Locate every line in the records below that contains the word "const", and copy each one.

INFORMATION PROVIDED —

···

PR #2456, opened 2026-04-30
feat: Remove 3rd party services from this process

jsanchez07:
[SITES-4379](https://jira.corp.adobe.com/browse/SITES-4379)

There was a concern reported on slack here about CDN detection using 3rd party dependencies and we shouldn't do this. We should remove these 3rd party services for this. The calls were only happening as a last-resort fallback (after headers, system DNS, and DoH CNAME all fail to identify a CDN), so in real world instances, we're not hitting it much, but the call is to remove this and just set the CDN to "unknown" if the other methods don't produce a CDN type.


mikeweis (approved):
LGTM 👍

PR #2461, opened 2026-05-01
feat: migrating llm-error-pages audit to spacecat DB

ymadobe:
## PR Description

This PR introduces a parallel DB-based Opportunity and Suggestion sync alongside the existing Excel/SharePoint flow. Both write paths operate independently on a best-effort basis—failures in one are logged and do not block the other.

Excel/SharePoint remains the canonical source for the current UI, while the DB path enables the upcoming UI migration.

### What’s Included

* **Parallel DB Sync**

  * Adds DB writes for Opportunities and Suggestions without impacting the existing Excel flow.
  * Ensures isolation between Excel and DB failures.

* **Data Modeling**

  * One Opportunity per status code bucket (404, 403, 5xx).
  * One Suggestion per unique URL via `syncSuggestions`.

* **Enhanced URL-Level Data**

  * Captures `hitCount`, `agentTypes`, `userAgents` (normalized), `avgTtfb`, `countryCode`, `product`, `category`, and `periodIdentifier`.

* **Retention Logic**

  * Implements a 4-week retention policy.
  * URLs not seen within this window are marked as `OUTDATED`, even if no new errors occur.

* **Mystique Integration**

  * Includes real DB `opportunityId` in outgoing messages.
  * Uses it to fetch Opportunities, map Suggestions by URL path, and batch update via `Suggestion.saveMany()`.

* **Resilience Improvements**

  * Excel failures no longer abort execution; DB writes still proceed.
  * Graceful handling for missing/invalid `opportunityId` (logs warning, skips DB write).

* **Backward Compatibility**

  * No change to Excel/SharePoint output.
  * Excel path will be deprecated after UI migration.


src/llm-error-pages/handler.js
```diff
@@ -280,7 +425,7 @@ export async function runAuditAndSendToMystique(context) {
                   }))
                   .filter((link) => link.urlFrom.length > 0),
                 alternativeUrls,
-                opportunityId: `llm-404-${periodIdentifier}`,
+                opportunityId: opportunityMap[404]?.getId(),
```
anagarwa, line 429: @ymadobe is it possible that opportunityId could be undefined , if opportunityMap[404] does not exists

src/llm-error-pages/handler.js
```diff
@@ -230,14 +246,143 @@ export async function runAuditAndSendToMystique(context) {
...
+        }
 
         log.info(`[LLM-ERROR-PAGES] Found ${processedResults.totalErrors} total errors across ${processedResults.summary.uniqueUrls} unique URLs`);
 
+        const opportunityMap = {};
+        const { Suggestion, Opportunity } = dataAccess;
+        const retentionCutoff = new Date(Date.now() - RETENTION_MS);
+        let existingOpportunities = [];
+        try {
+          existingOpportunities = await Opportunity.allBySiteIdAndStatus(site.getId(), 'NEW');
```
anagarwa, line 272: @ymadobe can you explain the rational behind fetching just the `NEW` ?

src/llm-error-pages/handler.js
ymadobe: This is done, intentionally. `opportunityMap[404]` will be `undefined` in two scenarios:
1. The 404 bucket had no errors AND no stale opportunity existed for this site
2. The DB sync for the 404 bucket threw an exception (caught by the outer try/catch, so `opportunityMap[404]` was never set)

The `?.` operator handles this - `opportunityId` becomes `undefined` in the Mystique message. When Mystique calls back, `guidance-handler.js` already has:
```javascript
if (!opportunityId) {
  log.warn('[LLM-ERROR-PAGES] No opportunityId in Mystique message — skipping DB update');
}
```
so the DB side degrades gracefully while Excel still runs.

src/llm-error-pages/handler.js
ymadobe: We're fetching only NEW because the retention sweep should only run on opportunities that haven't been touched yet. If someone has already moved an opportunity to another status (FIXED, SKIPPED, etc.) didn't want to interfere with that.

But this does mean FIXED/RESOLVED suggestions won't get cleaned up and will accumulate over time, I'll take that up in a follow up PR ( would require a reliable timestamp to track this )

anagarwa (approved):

···

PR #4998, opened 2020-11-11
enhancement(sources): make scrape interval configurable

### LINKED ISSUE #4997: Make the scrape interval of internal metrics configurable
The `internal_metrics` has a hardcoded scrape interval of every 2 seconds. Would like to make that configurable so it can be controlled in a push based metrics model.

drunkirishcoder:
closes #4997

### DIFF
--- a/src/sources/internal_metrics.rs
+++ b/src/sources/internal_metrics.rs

···

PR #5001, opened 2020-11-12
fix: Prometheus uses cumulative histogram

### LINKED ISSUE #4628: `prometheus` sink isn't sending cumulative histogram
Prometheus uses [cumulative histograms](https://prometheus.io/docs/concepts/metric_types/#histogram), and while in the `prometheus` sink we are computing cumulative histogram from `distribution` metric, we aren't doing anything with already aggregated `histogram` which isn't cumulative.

···

SOLUTION BELOW —
+        const opportunityMap = {};
+        const { Suggestion, Opportunity } = dataAccess;
+        const retentionCutoff = new Date(Date.now() - RETENTION_MS);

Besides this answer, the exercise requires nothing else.